We have a cluster that we use for searches of older data. It is sometimes used in a production context by us, but it is not client facing and we don't consider it a full production cluster. Therefore the replication factor is 2, and the servers we use only contain 2 hard drives.
The cluster only runs HDFS, HBase and MRv1
The hard drives are not RAIDed, so the setup is: OS on one drive along with /data/disk1, and the other drive is just /data/disk2, mounted to that directory on disk1.
Inevitably, we had a crash on an OS disk last week. Actually, the disk went ro, which prevented us from decommissioning the node in the usual way. We had no choice but to just switch it off, replace the drive, and reinstall the OS.
Which is what we did. We then rejoined the node to the cluster (we had previously had to completely remove it from CM). So the data on disk2, which did not fail and did not have the OS installed, was untouched and theoretically available.
However, HDFS does not like that disk, and states that the node has a volume failure. Also, HDFS is reporting 6 corrupt blocks. By using the 'find ./ -type f -iname <blk_id>' command, I have found that 3 of the 6 blocks are indeed present on the healthy (but unrecognised) drive.

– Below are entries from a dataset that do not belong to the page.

PR #1317, opened 2021-03-25
CIApp: Testing frameworks integrations test suite and fixes

tonyredondo:
This PR includes:

- Fixes on scenarios where we were loosing spans.
- Adds integration tests for each supported testing framework and version.
- Refactor due the fixes to share similar code between testing framework integrations.

@DataDog/apm-dotnet


Datadog.Trace.proj
```diff
@@ -80,8 +80,7 @@
     </MSBuild>
   </Target>
 
-  <Target Name="RestoreAndBuildSamplesForPackageVersions" Condition="'$(TestAllPackageVersions)'=='true'">
-
+  <Target Name="RestoreAndBuildCsharpProjects">
```
andrewlock, line 83: Urgh, git sucks for tracking this stuff - it looks like you've split the  `RestoreAndBuildSamplesForPackageVersions` target into two, but then you're calling them both twice anyway in the build scripts? Which AFAICT, will result in `RestoreAndBuildCsharpProjects`, `RestoreAndBuildCsharpProjects`, and `RestoreSamplesForPackageVersions` all being called twice? That seems unnecessary? 🤔

src/Datadog.Trace.ClrProfiler.Managed/AutoInstrumentation/Testing/Common.cs
```diff
@@ -13,12 +19,58 @@ static Common()
             TestTracer = new Tracer(settings);
             ServiceName = TestTracer.DefaultServiceName;
 
+            Tracer.Instance = TestTracer;
```
andrewlock, line 22: Should we really be "resetting" the `Tracer.Instance` like this? What if this module is initialized (for some reason) in non-testing code? We'd overwrite the static tracer instance then, or alternatively overwrite `Tracer.Instance` 🤔

src/Datadog.Trace.ClrProfiler.Managed/AutoInstrumentation/Testing/Common.cs
```diff
@@ -13,12 +19,58 @@ static Common()
...
+                    // We have to ensure the flush of the buffer after we finish the tests of an assembly.
+                    // For some reason, sometimes when all test are finished none of the callbacks to handling the tracer disposal is triggered.
+                    // So the last spans in buffer aren't send to the agent.
+                    Log.Debug("Integration flushing spans.");
+                    await TestTracer.FlushAsync().ConfigureAwait(false);
+                    // The current agent writer FlushAsync method can return inmediately if a payload is being sent (there is buffer lock)
+                    // There is not api in the agent writer that guarantees the send has been sucessfully completed.
+                    // Until we change the behavior of the agentwriter we should at least wait 2 seconds before returning.
+                    Log.Debug("Waiting 2 seconds to flush.");
+                    await Task.Delay(2000).ConfigureAwait(false);
```
andrewlock, line 66: This is only flushing on _assembly_ unload right? Not for individual tests/theorys? 2s seems like a reasonable trade off at the assembly level, but not at the test level!

Also though, 2s is pretty arbitrary, is it worth us adding an API to the agent writer to e.g. only return after all buffers are flushed? Or alternatively, if we're not actually closing the Tracer, do we _have_ to make sure everything's flushed at this point?

test/Datadog.Trace.TestHelpers/EnvironmentHelper.cs
```diff
@@ -150,7 +150,8 @@ public static void ClearProfilerEnvironmentVariables()
             int aspNetCorePort,
             int? statsdPort,
             string processPath,
-            StringDictionary environmentVariables)
+            StringDictionary environmentVariables,
+            bool ignoringProfilerProcesses = false)
```
andrewlock, line 154: nit: should this be a command, ie. `ignoreProfilerProcesses`?

test/test-applications/integrations/Samples.XUnitTests/xunit.runner.json
```diff
@@ -0,0 +1,5 @@
+﻿{
+  "shadowCopy": false,
+  "diagnosticMessages": true,
+  "internalDiagnosticMessages": true
```
andrewlock, line 4: Is it worth using one of the xunit method rename options in here, to make sure we handle that correctly? https://xunit.net/docs/configuration-files#methodDisplay

andrewlock (approved):
LGTM AFAICT, added a few comments/questions :)

Datadog.Trace.proj
tonyredondo: Well I thought the same... but @zacharycmontoya helped me with this one...

His commit message: 

>The issue with the XUnit test was that it relied on importing the file xunit.runner.visualstudio/<version>/build/<TFM>/xunit.runner.visualstudio.props (I'm guessing to place xunit.runner.visualstudio.dotnetcore.testadapter.dll in the output directory), but it was not imported because the Import evaluation for the Publish MSBuild Task occurred before the Restore MSBuild Task finished. The unoptimized solution for now is to invoke MSBuild twice. This requires two separate MSBuild processes to start up and might cause accidental rebuilds, but it works for now.

I'm open to a better approach for this, but the problem is publishing the XUnit test suite doesn't publish correctly the test adapter, so trying to run the tests will fail.

src/Datadog.Trace.ClrProfiler.Managed/AutoInstrumentation/Testing/Common.cs
tonyredondo: Mmm I have to overwrite the tracer instance for integration tests, so new spans are created as children of the test spans. This is required also for billing so those children spans will not be billed by APM. 

But you're right, having this code in a `.cctor` is dangerous, I'll move this to a method and call it before the test span generation, so we ensure we are in a testing scope.

src/Datadog.Trace.ClrProfiler.Managed/AutoInstrumentation/Testing/Common.cs
tonyredondo: > This is only flushing on assembly unload right? Not for individual tests/theorys? 2s seems like a reasonable trade off at the assembly level, but not at the test level!

Yes this for assembly unload only.

> Also though, 2s is pretty arbitrary, is it worth us adding an API to the agent writer to e.g. only return after all buffers are flushed? Or alternatively, if we're not actually closing the Tracer, do we have to make sure everything's flushed at this point?

I talked with @kevingosse a little bit about supporting this return after flush on the agent writer, this also will fix some scenarios where `ProcessExit` and `CancelKeyPress` events are involved. In some cases we don't close the tracer and only call for flushing, but we don't have guarantees that buffers are actually flushed after that call, and the process will close after.

We need to make sure the buffer is flushed at this point because I found that the testhost can finish without rising neither the `ProcessExit` and `CancelKeyPress` events.

test/test-applications/integrations/Samples.XUnitTests/xunit.runner.json
tonyredondo: good point, I'll check.

Datadog.Trace.proj
andrewlock: Yikes, what a mess. This may well explain weird behaviours I've seen in other places. That's what we get for trying to use MSBuild to do fancy stuff 🙁 I'll have to work out how this is going to play with the Nuke branch at some point...

src/Datadog.Trace.ClrProfiler.Managed/AutoInstrumentation/Testing/Common.cs
tonyredondo: done in 61f4f30

test/test-applications/integrations/Samples.XUnitTests/xunit.runner.json
tonyredondo: Trying `method` in f91a299. I think if it everything passes I will revert to `classAndMethod` as the default one.

test/Datadog.Trace.TestHelpers/EnvironmentHelper.cs
tonyredondo: I didn't do a method for this just because the default behavior is to set `DD_PROFILER_PROCESSES` env var and I want to skip that in this case. If I want to do that in a method I need to store that state and check it in this method as well. It was simpler adding this default argument.

andrewlock: Sorry, I wasn't clear here, I actually just meant renaming the var 🙂  e.g.
```suggestion
            bool ignoreProfilerProcesses = false)
```

tonyredondo: oh sorry I misunderstood that completely 😅. accepting your suggestion. Thank you!

andrewlock: Don't forget to update the usages in the method too 😉

test/test-applications/integrations/Samples.XUnitTests/xunit.runner.json
tonyredondo: fixed in 698a77a

src/Datadog.Trace.ClrProfiler.Managed/AutoInstrumentation/Testing/XUnit/XUnitIntegration.cs
```diff
@@ -17,7 +23,7 @@ internal static Scope CreateScope(ref TestRunnerStruct runnerInstance, Type targ
 
             string testFramework = "xUnit " + testInvokerAssemblyName.Version.ToString();
 
-            Scope scope = Common.TestTracer.StartActive("xunit.test", serviceName: Common.ServiceName);
+            Scope scope = Common.TestTracer.StartActive("xunit.test", serviceName: Common.TestTracer.DefaultServiceName);
```
zacharycmontoya, line 26: Are there any remaining uses of `Common.ServiceName`? Maybe we can remove that? Or redefine the property to always return `TestTracer.DefaultServiceName`?

zacharycmontoya: My apologies, the GitHub UI didn't refresh so I didn't see the latest code. Looks like you already did what I was asking! Resolving.

src/Datadog.Trace.ClrProfiler.Managed/AutoInstrumentation/Testing/MsTestV2/MsTestIntegration.cs
```diff
@@ -0,0 +1,158 @@
...
+            string testSuite = testMethodInfo.TestClassName;
+            string testName = testMethodInfo.TestMethodName;
+
+            Scope scope = Common.TestTracer.StartActive("mstest.test", serviceName: Common.TestTracer.DefaultServiceName);
+            Span span = scope.Span;
+
+            span.Type = SpanTypes.Test;
+            span.SetTraceSamplingPriority(SamplingPriority.AutoKeep);
+            span.ResourceName = $"{testSuite}.{testName}";
+            span.SetTag(TestTags.Suite, testSuite);
```
zacharycmontoya, line 36: This seems like an appropriate time to create a new `TestTags` type that implements `ITags`, but that doesn't need to happen in this PR

src/Datadog.Trace.ClrProfiler.Managed/AutoInstrumentation/Testing/MsTestV2/TestMethodAttributeExecuteIntegration.cs
```diff
@@ -47,7 +51,7 @@ public class TestMethodAttributeExecuteIntegration
         /// <returns>A response value, in an async scenario will be T of Task of T</returns>
         public static CallTargetReturn<TReturn> OnMethodEnd<TTarget, TReturn>(TTarget instance, TReturn returnValue, Exception exception, CallTargetState state)
         {
-            if (Common.TestTracer.Settings.IsIntegrationEnabled(IntegrationId))
+            if (MsTestIntegration.IsEnabled)
             {
                 Scope scope = Common.TestTracer.ActiveScope;
```
zacharycmontoya, line 56: Should this be using `state.Scope`, since you are setting it in `OnMethodBegin`?

src/Datadog.Trace.ClrProfiler.Managed/Integrations/Testing/NUnitIntegration.cs
```diff
@@ -342,20 +183,148 @@ private static void FinishScope(Scope scope, object testExecutionContext, Except
             }
 
             execute(workShift);
-            SynchronizationContext context = SynchronizationContext.Current;
+            AutoInstrumentation.Testing.Common.FlushSpans();
```
zacharycmontoya, line 186: Should this use the FlushSpans overload that takes an integration?

src/Datadog.Trace.ClrProfiler.Managed/Integrations/Testing/NUnitIntegration.cs
```diff
@@ -342,20 +183,148 @@ private static void FinishScope(Scope scope, object testExecutionContext, Except
...
+                    mdToken: mdToken,
+                    opCode: opCode,
+                    instrumentedType: NUnitTestAssemblyRunnerType,
+                    methodName: WaitForCompletionMethod,
+                    instanceType: testAssemblyRunnerType.AssemblyQualifiedName);
+                throw;
+            }
+
+            object result = execute(testAssemblyRunner, timeout);
+            AutoInstrumentation.Testing.Common.FlushSpans();
```
zacharycmontoya, line 240: Should this use the FlushSpans overload that takes an integration?

test/Datadog.Trace.IntegrationTests/Properties/launchSettings.json
```diff
@@ -0,0 +1,27 @@
+{
```
zacharycmontoya, line 1: I think we can delete this file

zacharycmontoya (approved):
Overall looks good! I left some small comments but nothing blocking

src/Datadog.Trace.ClrProfiler.Managed/AutoInstrumentation/Testing/MsTestV2/MsTestIntegration.cs
tonyredondo: Yeah all the `ITags` work came after the test frameworks integrations, I'll update the implementation in another PR.

src/Datadog.Trace.ClrProfiler.Managed/AutoInstrumentation/Testing/MsTestV2/TestMethodAttributeExecuteIntegration.cs
tonyredondo: Good catch, fixed in 45506f2

src/Datadog.Trace.ClrProfiler.Managed/Integrations/Testing/NUnitIntegration.cs
tonyredondo: Yes, fixed in 45506f2

src/Datadog.Trace.ClrProfiler.Managed/Integrations/Testing/NUnitIntegration.cs
tonyredondo: Yes, fixed in 45506f2

test/Datadog.Trace.IntegrationTests/Properties/launchSettings.json
tonyredondo: done in 19331fa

So I guess my question is two-fold: In this situation is there any way to get HDFS to recognise the healthy drive as once having belonged to the cluster, and to process it's blocks accordingly, or if not - is there anyway I can restore the blk_id files from that drive anywhere in HDFS so I can recover 50% of the missing blocks?
Given that every datanode in the cluster is setup on the same way (i.e. spof on OS disk), I would like to have a process to minimise data losses when the inevitable happens.